# ABOUT THIS EXERCISE:
Output all of the data below exactly as given.

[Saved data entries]
****************
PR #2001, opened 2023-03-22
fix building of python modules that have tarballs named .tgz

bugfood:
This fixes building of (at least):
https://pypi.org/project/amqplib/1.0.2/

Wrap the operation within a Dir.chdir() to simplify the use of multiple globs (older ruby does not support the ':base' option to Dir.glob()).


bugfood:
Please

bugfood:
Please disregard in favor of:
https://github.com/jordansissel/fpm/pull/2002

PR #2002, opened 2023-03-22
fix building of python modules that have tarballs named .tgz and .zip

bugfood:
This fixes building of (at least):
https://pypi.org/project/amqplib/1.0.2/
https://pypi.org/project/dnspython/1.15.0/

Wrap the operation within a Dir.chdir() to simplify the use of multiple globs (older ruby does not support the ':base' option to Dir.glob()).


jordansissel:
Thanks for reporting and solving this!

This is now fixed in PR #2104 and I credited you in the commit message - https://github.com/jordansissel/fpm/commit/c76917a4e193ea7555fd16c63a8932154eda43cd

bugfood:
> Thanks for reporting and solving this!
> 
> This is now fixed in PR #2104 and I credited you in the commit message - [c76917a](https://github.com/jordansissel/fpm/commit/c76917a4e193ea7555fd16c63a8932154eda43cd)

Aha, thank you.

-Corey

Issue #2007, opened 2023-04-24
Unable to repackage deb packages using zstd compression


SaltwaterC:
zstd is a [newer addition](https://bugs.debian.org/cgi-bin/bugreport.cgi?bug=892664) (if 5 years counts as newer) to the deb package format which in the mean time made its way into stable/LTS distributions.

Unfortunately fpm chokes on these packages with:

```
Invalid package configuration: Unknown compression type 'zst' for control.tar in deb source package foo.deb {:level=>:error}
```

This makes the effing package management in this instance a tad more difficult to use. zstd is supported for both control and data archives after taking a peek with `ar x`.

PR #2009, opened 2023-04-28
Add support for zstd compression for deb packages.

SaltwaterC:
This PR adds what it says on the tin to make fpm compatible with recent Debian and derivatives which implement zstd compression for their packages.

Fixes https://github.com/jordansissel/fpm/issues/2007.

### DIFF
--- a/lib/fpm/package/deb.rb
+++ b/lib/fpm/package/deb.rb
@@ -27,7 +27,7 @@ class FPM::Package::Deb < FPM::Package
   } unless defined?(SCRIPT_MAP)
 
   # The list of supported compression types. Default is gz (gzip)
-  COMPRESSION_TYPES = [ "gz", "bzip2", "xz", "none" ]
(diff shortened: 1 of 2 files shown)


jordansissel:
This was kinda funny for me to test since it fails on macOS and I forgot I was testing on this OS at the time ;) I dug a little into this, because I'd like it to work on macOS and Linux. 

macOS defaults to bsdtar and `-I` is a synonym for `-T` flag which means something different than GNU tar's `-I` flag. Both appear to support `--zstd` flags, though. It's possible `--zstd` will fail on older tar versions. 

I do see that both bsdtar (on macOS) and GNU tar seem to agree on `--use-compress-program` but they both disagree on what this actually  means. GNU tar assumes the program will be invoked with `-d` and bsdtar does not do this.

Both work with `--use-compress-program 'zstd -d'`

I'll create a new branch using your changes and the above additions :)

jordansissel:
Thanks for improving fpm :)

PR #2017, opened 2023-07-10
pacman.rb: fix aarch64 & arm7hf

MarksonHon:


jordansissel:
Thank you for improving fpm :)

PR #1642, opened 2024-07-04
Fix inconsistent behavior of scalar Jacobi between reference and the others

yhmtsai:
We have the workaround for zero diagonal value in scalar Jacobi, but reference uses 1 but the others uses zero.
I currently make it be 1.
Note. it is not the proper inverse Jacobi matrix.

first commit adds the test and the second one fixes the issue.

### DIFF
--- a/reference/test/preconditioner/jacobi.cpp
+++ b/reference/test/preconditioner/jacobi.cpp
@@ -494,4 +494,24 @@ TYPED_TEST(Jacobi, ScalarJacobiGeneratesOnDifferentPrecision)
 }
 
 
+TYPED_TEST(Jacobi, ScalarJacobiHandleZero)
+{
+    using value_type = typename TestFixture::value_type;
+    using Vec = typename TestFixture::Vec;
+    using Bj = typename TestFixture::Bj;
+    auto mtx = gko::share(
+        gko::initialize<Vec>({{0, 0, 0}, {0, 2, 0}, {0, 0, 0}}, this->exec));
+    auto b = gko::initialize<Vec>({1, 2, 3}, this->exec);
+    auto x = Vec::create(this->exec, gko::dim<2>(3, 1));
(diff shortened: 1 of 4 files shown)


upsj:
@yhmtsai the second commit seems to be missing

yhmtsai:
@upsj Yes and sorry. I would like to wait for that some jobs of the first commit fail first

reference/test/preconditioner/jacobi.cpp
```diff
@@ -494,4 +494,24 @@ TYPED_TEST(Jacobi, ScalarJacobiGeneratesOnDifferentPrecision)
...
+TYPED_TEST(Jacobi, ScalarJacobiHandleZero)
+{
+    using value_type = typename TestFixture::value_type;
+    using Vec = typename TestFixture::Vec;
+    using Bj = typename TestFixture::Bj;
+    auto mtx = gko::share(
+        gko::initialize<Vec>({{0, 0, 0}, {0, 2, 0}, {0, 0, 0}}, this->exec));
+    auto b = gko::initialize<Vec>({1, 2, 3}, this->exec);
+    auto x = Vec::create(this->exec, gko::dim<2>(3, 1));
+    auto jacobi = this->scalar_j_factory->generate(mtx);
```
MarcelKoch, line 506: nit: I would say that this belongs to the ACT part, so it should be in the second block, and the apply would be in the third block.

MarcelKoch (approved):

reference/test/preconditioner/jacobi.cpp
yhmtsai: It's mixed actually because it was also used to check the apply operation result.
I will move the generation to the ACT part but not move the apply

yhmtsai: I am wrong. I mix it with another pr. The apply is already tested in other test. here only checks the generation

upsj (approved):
****************
# RESPONSE FOR THIS EXERCISE:
PR #2001, opened 2023-03-22
fix building of python modules that have tarballs named .tgz

bugfood:
This fixes building of (at least):
https://pypi.org/project/amqplib/1.0.2/

Wrap the operation within a Dir.chdir() to simplify the use of multiple globs (older ruby does not support the ':base' option to Dir.glob()).


bugfood:
Please

bugfood:
Please disregard in favor of:
https://github.com/jordansissel/fpm/pull/2002

PR #2002, opened 2023-03-22
fix building of python modules that have tarballs named .tgz and .zip

bugfood:
This fixes building of (at least):
https://pypi.org/project/amqplib/1.0.2/
https://pypi.org/project/dnspython/1.15.0/

Wrap the operation within a Dir.chdir() to simplify the use of multiple globs (older ruby does not support the ':base' option to Dir.glob()).


jordansissel:
Thanks for reporting and solving this!

This is now fixed in PR #2104 and I credited you in the commit message - https://github.com/jordansissel/fpm/commit/c76917a4e193ea7555fd16c63a8932154eda43cd

bugfood:
> Thanks for reporting and solving this!
> 
> This is now fixed in PR #2104 and I credited you in the commit message - [c76917a](https://github.com/jordansissel/fpm/commit/c76917a4e193ea7555fd16c63a8932154eda43cd)

Aha, thank you.

-Corey

Issue #2007, opened 2023-04-24
Unable to repackage deb packages using zstd compression


SaltwaterC:
zstd is a [newer addition](https://bugs.debian.org/cgi-bin/bugreport.cgi?bug=892664) (if 5 years counts as newer) to the deb package format which in the mean time made its way into stable/LTS distributions.

Unfortunately fpm chokes on these packages with:

```
Invalid package configuration: Unknown compression type 'zst' for control.tar in deb source package foo.deb {:level=>:error}
```

This makes the effing package management in this instance a tad more difficult to use. zstd is supported for both control and data archives after taking a peek with `ar x`.

PR #2009, opened 2023-04-28
Add support for zstd compression for deb packages.

SaltwaterC:
This PR adds what it says on the tin to make fpm compatible with recent Debian and derivatives which implement zstd compression for their packages.

Fixes https://github.com/jordansissel/fpm/issues/2007.

### DIFF
--- a/lib/fpm/package/deb.rb
+++ b/lib/fpm/package/deb.rb
@@ -27,7 +27,7 @@ class FPM::Package::Deb < FPM::Package
   } unless defined?(SCRIPT_MAP)
 
   # The list of supported compression types. Default is gz (gzip)
-  COMPRESSION_TYPES = [ "gz", "bzip2", "xz", "none" ]
(diff shortened: 1 of 2 files shown)


jordansissel:
This was kinda funny for me to test since it fails on macOS and I forgot I was testing on this OS at the time ;) I dug a little into this, because I'd like it to work on macOS and Linux. 

macOS defaults to bsdtar and `-I` is a synonym for `-T` flag which means something different than GNU tar's `-I` flag. Both appear to support `--zstd` flags, though. It's possible `--zstd` will fail on older tar versions. 

I do see that both bsdtar (on macOS) and GNU tar seem to agree on `--use-compress-program` but they both disagree on what this actually  means. GNU tar assumes the program will be invoked with `-d` and bsdtar does not do this.

Both work with `--use-compress-program 'zstd -d'`

I'll create a new branch using your changes and the above additions :)

jordansissel:
Thanks for improving fpm :)

PR #2017, opened 2023-07-10
pacman.rb: fix aarch64 & arm7hf

MarksonHon:


jordansissel:
Thank you for improving fpm :)

PR #1642, opened 2024-07-04
Fix inconsistent behavior of scalar Jacobi between reference and the others

yhmtsai:
We have the workaround for zero diagonal value in scalar Jacobi, but reference uses 1 but the others uses zero.
I currently make it be 1.
Note. it is not the proper inverse Jacobi matrix.

first commit adds the test and the second one fixes the issue.

### DIFF
--- a/reference/test/preconditioner/jacobi.cpp
+++ b/reference/test/preconditioner/jacobi.cpp
@@ -494,4 +494,24 @@ TYPED_TEST(Jacobi, ScalarJacobiGeneratesOnDifferentPrecision)
 }
 
 
+TYPED_TEST(Jacobi, ScalarJacobiHandleZero)
+{
+    using value_type = typename TestFixture::value_type;
+    using Vec = typename TestFixture::Vec;
+    using Bj = typename TestFixture::Bj;
+    auto mtx = gko::share(
+        gko::initialize<Vec>({{0, 0, 0}, {0, 2, 0}, {0, 0, 0}}, this->exec));
+    auto b = gko::initialize<Vec>({1, 2, 3}, this->exec);
+    auto x = Vec::create(this->exec, gko::dim<2>(3, 1));
(diff shortened: 1 of 4 files shown)


upsj:
@yhmtsai the second commit seems to be missing

yhmtsai:
@upsj Yes and sorry. I would like to wait for that some jobs of the first commit fail first

reference/test/preconditioner/jacobi.cpp
```diff
@@ -494,4 +494,24 @@ TYPED_TEST(Jacobi, ScalarJacobiGeneratesOnDifferentPrecision)
...
+TYPED_TEST(Jacobi, ScalarJacobiHandleZero)
+{
+    using value_type = typename TestFixture::value_type;
+    using Vec = typename TestFixture::Vec;
+    using Bj = typename TestFixture::Bj;
+    auto mtx = gko::share(
+        gko::initialize<Vec>({{0, 0, 0}, {0, 2, 0}, {0, 0, 0}}, this->exec));
+    auto b = gko::initialize<Vec>({1, 2, 3}, this->exec);
+    auto x = Vec::create(this->exec, gko::dim<2>(3, 1));
+    auto jacobi = this->scalar_j_factory->generate(mtx);
```
MarcelKoch, line 506: nit: I would say that this belongs to the ACT part, so it should be in the second block, and the apply would be in the third block.

MarcelKoch (approved):

reference/test/preconditioner/jacobi.cpp
yhmtsai: It's mixed actually because it was also used to check the apply operation result.
I will move the generation to the ACT part but not move the apply

yhmtsai: I am wrong. I mix it with another pr. The apply is already tested in other test. here only checks the generation

upsj (approved):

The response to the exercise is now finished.